Exercise details:
Reproduce all lines of the listing below in which the word "from" occurs.

Dataset records:
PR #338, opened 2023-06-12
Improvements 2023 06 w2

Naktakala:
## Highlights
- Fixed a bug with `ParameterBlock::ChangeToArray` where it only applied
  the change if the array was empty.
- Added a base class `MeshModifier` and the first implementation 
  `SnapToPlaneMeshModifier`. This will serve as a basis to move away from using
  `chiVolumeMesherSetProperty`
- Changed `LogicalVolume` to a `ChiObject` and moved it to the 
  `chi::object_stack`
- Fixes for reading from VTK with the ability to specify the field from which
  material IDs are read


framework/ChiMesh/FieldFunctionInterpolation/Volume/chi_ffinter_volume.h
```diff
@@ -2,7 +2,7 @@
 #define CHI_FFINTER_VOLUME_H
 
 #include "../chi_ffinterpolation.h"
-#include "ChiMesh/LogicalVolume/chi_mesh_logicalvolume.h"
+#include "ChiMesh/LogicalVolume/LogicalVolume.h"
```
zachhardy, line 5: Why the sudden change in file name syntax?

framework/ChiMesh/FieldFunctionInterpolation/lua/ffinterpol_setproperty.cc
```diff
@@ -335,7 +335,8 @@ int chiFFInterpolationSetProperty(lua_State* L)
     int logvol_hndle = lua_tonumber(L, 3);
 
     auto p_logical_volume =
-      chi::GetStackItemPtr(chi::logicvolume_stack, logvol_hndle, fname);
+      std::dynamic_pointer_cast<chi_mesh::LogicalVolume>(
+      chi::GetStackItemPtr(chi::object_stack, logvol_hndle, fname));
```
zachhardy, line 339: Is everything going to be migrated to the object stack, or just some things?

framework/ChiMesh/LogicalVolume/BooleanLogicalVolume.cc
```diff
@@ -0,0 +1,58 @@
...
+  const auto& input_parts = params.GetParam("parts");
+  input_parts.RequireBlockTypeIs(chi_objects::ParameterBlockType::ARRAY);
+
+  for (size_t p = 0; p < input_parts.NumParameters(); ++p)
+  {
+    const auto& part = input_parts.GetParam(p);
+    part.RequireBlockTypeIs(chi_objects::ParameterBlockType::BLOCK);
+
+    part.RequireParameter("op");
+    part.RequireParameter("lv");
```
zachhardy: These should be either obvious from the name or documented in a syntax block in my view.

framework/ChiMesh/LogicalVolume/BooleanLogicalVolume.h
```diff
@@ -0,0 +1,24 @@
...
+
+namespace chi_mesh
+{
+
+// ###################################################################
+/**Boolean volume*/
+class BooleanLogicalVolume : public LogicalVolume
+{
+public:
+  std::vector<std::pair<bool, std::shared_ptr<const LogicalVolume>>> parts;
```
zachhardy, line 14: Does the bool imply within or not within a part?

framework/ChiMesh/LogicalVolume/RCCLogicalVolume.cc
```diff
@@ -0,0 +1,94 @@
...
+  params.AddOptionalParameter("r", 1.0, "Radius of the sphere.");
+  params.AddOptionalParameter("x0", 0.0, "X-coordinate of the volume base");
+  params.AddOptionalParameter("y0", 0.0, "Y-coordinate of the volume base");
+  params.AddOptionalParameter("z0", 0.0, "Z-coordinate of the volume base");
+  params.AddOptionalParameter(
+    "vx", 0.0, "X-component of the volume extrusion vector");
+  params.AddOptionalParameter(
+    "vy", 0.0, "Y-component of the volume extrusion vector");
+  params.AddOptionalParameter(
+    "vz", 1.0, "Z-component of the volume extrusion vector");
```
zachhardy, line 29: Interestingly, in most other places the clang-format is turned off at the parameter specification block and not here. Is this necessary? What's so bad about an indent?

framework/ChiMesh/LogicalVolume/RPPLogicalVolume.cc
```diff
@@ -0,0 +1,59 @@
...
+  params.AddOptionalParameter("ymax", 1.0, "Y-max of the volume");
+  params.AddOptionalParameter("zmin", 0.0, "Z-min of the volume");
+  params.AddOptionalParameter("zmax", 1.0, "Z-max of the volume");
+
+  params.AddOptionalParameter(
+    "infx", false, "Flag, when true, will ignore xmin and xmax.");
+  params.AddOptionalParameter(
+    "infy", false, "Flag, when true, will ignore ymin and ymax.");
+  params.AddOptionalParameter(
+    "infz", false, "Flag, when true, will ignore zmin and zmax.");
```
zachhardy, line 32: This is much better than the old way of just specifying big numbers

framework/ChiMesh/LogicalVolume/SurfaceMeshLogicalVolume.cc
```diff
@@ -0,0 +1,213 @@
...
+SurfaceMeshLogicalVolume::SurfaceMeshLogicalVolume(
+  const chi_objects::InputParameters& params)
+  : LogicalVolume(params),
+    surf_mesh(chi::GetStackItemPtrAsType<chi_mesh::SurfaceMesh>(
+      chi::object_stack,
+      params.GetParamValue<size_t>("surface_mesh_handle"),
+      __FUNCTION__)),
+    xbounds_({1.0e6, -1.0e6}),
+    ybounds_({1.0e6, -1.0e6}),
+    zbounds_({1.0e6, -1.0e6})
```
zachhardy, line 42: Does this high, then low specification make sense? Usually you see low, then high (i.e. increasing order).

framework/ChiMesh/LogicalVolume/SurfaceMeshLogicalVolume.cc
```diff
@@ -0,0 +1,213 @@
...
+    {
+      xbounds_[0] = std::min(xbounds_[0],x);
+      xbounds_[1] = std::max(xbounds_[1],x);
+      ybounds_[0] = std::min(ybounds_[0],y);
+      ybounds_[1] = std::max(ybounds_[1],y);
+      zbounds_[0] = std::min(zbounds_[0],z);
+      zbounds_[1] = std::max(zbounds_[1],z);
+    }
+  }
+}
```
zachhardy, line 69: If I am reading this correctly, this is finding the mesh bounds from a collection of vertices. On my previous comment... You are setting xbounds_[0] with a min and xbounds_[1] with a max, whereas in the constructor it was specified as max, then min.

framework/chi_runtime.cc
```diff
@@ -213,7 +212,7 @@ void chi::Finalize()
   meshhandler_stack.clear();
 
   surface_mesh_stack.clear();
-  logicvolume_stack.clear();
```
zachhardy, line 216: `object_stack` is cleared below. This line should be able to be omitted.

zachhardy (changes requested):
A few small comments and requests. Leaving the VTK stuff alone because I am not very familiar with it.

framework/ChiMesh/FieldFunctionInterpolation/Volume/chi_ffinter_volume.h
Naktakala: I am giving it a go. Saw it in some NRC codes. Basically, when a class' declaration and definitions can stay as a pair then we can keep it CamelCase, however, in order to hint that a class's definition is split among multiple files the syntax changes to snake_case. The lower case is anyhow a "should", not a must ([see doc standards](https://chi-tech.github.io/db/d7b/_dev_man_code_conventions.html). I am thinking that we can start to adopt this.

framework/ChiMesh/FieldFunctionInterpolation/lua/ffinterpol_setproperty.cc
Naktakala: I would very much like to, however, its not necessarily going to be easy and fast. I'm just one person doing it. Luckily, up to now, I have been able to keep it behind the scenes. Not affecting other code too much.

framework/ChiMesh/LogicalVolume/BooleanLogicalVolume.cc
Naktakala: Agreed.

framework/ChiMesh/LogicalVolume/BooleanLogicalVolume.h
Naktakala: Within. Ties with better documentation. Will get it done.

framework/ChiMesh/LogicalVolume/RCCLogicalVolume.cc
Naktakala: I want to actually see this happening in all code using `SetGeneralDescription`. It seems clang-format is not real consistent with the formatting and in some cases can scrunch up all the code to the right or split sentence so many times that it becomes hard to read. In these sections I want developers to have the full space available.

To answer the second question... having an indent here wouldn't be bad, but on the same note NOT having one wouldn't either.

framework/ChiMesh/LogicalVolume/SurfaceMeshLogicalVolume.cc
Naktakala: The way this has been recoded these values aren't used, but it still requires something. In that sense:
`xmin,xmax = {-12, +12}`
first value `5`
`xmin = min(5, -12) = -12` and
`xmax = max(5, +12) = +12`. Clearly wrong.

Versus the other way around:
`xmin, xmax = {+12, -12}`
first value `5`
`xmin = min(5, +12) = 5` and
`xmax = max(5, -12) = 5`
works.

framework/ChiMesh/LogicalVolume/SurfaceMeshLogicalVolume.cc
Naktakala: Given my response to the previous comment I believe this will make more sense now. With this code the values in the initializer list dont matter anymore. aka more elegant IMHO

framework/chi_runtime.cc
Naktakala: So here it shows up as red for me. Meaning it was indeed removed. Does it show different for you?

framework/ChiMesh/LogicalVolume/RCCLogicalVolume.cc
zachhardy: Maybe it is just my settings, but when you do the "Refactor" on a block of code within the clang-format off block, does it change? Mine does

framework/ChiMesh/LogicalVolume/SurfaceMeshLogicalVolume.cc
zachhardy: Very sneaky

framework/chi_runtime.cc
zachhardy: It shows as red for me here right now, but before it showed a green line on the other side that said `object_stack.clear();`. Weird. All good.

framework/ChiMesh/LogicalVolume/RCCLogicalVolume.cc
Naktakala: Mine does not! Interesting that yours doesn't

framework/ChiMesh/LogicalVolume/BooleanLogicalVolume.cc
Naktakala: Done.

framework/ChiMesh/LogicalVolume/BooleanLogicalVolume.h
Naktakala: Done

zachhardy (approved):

* * *

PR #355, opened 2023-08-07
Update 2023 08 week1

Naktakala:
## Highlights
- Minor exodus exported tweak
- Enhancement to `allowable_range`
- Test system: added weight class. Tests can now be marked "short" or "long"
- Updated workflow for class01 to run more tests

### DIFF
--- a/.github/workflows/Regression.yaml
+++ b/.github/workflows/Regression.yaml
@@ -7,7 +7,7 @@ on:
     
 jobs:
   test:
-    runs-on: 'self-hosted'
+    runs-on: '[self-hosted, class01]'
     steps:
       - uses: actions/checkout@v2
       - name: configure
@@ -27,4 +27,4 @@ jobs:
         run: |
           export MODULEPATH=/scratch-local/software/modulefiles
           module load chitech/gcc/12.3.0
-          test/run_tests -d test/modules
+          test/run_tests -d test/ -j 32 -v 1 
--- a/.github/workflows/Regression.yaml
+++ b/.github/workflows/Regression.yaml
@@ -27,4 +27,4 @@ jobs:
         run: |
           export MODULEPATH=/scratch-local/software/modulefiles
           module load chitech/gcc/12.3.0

* * *

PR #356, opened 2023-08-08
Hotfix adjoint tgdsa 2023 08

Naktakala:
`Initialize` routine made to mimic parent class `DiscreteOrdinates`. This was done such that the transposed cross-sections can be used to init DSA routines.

Written answer:
  `SnapToPlaneMeshModifier`. This will serve as a basis to move away from using
- Fixes for reading from VTK with the ability to specify the field from which
zachhardy: These should be either obvious from the name or documented in a syntax block in my view.
zachhardy, line 69: If I am reading this correctly, this is finding the mesh bounds from a collection of vertices. On my previous comment... You are setting xbounds_[0] with a min and xbounds_[1] with a max, whereas in the constructor it was specified as max, then min.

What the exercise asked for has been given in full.